PR #4758, opened 2022-02-03
Fix precomp file rename race condition

ugexe:
Previously when two threads were trying to load the same module they could attempt to rename the same temporary file. This adds some uniquifying path extension parts to avoid the aforementioned scenario.

### DIFF
--- a/src/core.c/CompUnit/PrecompilationStore/File.pm6
+++ b/src/core.c/CompUnit/PrecompilationStore/File.pm6
@@ -322,7 +322,8 @@ class CompUnit::PrecompilationStore::File
       CompUnit::PrecompilationId:D $precomp-id,
       CompUnit::PrecompilationUnit:D $unit
     ) {
-        my $precomp-file := self!file($compiler-id, $precomp-id, :extension<.tmp>);
+        my $extension := self!tmp-extension;
+        my $precomp-file := self!file($compiler-id, $precomp-id, :$extension);
         $unit.save-to($precomp-file);
         my &rename-block = {
             $precomp-file.rename(self!file($compiler-id, $precomp-id));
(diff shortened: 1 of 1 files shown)


src/core.c/CompUnit/PrecompilationStore/File.pm6
```diff
@@ -368,6 +370,10 @@ class CompUnit::PrecompilationStore::File
          }
          $compiler-dir.rmdir;
     }
+
+    method !tmp-extension(--> Str:D) {
+        "." ~ now.Num ~ "." ~ nqp::getpid() ~ "." ~ nqp::objectid($*THREAD) ~ ".tmp";
```
niner, line 375: Wouldn't it be easier to just use a random number like `(^2**128).pick.base(36)`?

niner (approved):

src/core.c/CompUnit/PrecompilationStore/File.pm6
vrurg: Random doesn't mean unique. The above combination could happen to be non-unique in the only case when within one thread the method is called twice so fast that `now` is not changed. Well, maybe in a far away future... ;)

niner:
> Random doesn't mean unique. The above combination could happen to be
> non-unique in the only case when within one thread the method is called
> twice so fast that `now` is not changed. Well, maybe in a far away
> future... ;)

Well, yes and no. While of course there is a non-zero chance for a random 128 
bit number to cause collisions, it is practically impossible. There are
340282366920938463463374607431768211456 such numbers after all. That's big 
enough that practically all of cryptography relies on the impossibility of 
having random collisions. This includes our precomp file storage which relies 
on the uniqueness of 128 bit sha1 hashes.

=== Work request ===
The line containing "self!file($compiler-id, $precomp-id, :extension<.tmp>);" marks the end: copy exactly every line from the top of the data above down to it, that line included.

=== Completed exercise ===
PR #4758, opened 2022-02-03
Fix precomp file rename race condition

ugexe:
Previously when two threads were trying to load the same module they could attempt to rename the same temporary file. This adds some uniquifying path extension parts to avoid the aforementioned scenario.

### DIFF
--- a/src/core.c/CompUnit/PrecompilationStore/File.pm6
+++ b/src/core.c/CompUnit/PrecompilationStore/File.pm6
@@ -322,7 +322,8 @@ class CompUnit::PrecompilationStore::File
       CompUnit::PrecompilationId:D $precomp-id,
       CompUnit::PrecompilationUnit:D $unit
     ) {
-        my $precomp-file := self!file($compiler-id, $precomp-id, :extension<.tmp>);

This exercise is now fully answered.